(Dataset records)
↓↓↓
PR #14924, opened 2023-12-01
Table driven parser

gerben-stavenga:
At bytedance we don't rely solely on clang and deal with other compilers. Hence we cannot in all cases rely on [[clang::musttail]] attribute. Unfortunately, the non-tail call version has substantial overhead. This is a proposal for a table driven parser implementation not relying on tail-calls. The design tries to optimize for parsing in an environment of a server, not in the environment of simple micro-benchmarks. Ie. the branch predictor, after processing 100k-10^6 other branches in the code while serving a request, has lost a lot of information when returning to a parse. I used fleetbench / BM_Protogen as a benchmark as it tries to mimic the production execution environment somewhat more realistic. 

Cascade lake
```
Comparing ../fleetbench_old/bazel-bin/fleetbench/proto/proto_benchmark to bazel-bin/fleetbench/proto/proto_benchmark
Benchmark                           Time             CPU      Time Old      Time New       CPU Old       CPU New
----------------------------------------------------------------------------------------------------------------
BM_Protogen_Arena                -0.0776         -0.0776      13636598      12578904      13636333      12578701
OVERALL_GEOMEAN                  -0.0776         -0.0776             0             0             0             0
```

Sapphire rapids
```
Comparing ../fleetbench-old/bazel-bin/fleetbench/proto/proto_benchmark to bazel-bin/fleetbench/proto/proto_benchmark
Benchmark                           Time             CPU      Time Old      Time New       CPU Old       CPU New
----------------------------------------------------------------------------------------------------------------
BM_Protogen_Arena                -0.0995         -0.0995       9023751       8126207       9023419       8125952
OVERALL_GEOMEAN                  -0.0995         -0.0995             0             0             0             0
```
So it seems that it could be around 7-10% improvement (note the benchmark is not just parsing but also serializing and building protos so the improvement on the parser alone would be bigger). 

Overview of the design. The speed of iterating of the tag/value pairs of the input buffer is limited by 1) the time to figure out where the next tag/value pair starts (the number of bytes depend on content) and 2) branch misses, which tends to adds ~15 cycles latency. The old generated code parser and the tail-call parser dispatch on field number to code dedicated to parsing the field and storing the data as described by the proto definition. The design of the tail call parser was inspired due to the ability to embed function pointers directly into the tables, just like the old generated code effectively had. Using a regular switch would have necessitated an extra indirection with the table containing an enum describing the field and an additional load from a branch table for the switch. If the branch predictor is 100% accurate OoO execution would largely hide this extra load, which typically happens in micro-benchmarks, but alas in actual use cases this is often not the case.

Here I made an alternative design choice. The wireformat is mostly self-describing (length-delimited submessages being the exception). We use the self-describing property of the wireformat to address issue 1) and we use tables for correctly storing the data. Note, that storing the data is not part of the critical path. Therefore latency is not so important as long as storing the data doesn't suffer frequent branch misses. A branch miss would put the latency immediately on the critical path.

It turns out that one can parse varint, fixed32 and fixed64 fields branchless. For simple singular/optional scalar fields we can also store the fields without branches. The difficult to predict indirect branch of the tail call parser with a lot of potential targets is thus replaced, with a simple conditional branch 
```
if (wiretype == 2) { 
   parse string 
} else { 
   parse scalar
}
```
This has two benefits. By the sheer reduction in options the probability of correct guess is higher (WIN), and there is no need to do a branch target lookup so in case of a mispredict where the branch is on the critical path the latency is 5 cycles less (WIN).

This all based on assumptions that groups/oneofs/maps etc.. are all infrequent.

One last trick is that, for performance we have wiretype 2 vs non-2. The serializer can sort non-2, followed by 2, which greatly simplifies the job of the branch predictor. I saw that support for non-increasing order was added. Note that this sorting of wiretype 2/non-2 also unlocks fast table driven serialization as an added bonus. But that's a different story.

I'm not certain this is a win. It's definitely not a win in ALL cases. Batch jobs that parse rows of databases with the same fields in the same order, would most certainly be better off with the tail call parser. If it does turn out to be a good, I'm sure that there is more opportunity in optimizing the loop further.


hlopko:
We've started reviewing this PR, but it will take a lot of time because of the size of the contribution, thank you for understanding.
↑↑↑
- What is required: Would you retype the lines above from the one with "Here I made" down to the one with "This all based", word for word, both ends included and no other lines?

- Your response:
Here I made an alternative design choice. The wireformat is mostly self-describing (length-delimited submessages being the exception). We use the self-describing property of the wireformat to address issue 1) and we use tables for correctly storing the data. Note, that storing the data is not part of the critical path. Therefore latency is not so important as long as storing the data doesn't suffer frequent branch misses. A branch miss would put the latency immediately on the critical path.

It turns out that one can parse varint, fixed32 and fixed64 fields branchless. For simple singular/optional scalar fields we can also store the fields without branches. The difficult to predict indirect branch of the tail call parser with a lot of potential targets is thus replaced, with a simple conditional branch 
```
if (wiretype == 2) { 
   parse string 
} else { 
   parse scalar
}
```
This has two benefits. By the sheer reduction in options the probability of correct guess is higher (WIN), and there is no need to do a branch target lookup so in case of a mispredict where the branch is on the critical path the latency is 5 cycles less (WIN).

This all based on assumptions that groups/oneofs/maps etc.. are all infrequent.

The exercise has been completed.